• Action item
Reproduce the listing verbatim through the line with "gives <member> <role>.".

=== Begin Enclosure ===

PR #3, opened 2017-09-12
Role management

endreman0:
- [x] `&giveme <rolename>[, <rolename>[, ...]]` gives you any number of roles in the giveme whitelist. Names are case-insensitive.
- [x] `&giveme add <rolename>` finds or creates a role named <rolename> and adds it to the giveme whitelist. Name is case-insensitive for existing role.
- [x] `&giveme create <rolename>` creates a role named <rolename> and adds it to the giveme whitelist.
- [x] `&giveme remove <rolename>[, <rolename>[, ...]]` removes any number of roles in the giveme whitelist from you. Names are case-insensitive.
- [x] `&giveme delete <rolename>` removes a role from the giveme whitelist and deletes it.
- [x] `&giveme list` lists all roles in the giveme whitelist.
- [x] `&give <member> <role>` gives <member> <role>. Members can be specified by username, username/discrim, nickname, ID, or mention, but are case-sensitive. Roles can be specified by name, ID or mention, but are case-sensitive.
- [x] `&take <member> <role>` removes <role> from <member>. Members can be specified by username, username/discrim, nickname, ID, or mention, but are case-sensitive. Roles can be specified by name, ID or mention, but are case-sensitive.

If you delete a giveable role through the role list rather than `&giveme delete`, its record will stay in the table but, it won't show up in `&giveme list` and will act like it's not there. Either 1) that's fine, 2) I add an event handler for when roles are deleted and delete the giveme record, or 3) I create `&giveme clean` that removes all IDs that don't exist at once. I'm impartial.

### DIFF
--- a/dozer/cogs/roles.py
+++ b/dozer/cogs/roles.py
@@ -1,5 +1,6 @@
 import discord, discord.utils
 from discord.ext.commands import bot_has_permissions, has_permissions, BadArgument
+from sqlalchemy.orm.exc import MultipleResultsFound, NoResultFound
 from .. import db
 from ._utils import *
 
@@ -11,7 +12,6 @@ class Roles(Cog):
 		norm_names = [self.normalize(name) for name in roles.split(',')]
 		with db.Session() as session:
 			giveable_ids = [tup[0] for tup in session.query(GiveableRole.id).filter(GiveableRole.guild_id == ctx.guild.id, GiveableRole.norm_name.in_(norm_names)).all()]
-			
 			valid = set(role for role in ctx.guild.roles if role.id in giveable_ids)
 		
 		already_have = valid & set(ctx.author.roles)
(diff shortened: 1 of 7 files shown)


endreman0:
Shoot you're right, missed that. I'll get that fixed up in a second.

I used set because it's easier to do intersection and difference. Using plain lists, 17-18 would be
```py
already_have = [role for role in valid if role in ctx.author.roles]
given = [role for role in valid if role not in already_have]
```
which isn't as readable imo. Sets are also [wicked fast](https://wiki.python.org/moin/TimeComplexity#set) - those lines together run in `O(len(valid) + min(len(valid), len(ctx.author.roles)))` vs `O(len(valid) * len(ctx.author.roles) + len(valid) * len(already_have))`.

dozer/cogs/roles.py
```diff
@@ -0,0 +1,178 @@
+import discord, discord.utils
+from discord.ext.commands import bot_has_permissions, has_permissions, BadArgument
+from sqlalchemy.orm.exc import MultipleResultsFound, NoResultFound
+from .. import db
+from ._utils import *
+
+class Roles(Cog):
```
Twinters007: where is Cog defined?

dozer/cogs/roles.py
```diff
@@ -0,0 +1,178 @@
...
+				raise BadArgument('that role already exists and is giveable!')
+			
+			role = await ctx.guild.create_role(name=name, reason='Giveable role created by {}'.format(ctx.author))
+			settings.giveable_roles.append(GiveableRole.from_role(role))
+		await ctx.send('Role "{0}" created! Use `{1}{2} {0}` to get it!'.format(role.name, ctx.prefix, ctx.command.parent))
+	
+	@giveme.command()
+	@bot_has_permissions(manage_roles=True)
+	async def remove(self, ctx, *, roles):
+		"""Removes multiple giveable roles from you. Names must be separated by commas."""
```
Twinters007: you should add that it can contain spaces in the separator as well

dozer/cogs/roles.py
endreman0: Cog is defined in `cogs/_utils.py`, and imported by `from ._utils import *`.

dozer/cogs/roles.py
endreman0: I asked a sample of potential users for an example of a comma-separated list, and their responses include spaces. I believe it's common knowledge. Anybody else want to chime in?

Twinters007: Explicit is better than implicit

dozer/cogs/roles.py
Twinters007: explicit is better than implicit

=== End Enclosure ===

• Task result
PR #3, opened 2017-09-12
Role management

endreman0:
- [x] `&giveme <rolename>[, <rolename>[, ...]]` gives you any number of roles in the giveme whitelist. Names are case-insensitive.
- [x] `&giveme add <rolename>` finds or creates a role named <rolename> and adds it to the giveme whitelist. Name is case-insensitive for existing role.
- [x] `&giveme create <rolename>` creates a role named <rolename> and adds it to the giveme whitelist.
- [x] `&giveme remove <rolename>[, <rolename>[, ...]]` removes any number of roles in the giveme whitelist from you. Names are case-insensitive.
- [x] `&giveme delete <rolename>` removes a role from the giveme whitelist and deletes it.
- [x] `&giveme list` lists all roles in the giveme whitelist.
- [x] `&give <member> <role>` gives <member> <role>. Members can be specified by username, username/discrim, nickname, ID, or mention, but are case-sensitive. Roles can be specified by name, ID or mention, but are case-sensitive.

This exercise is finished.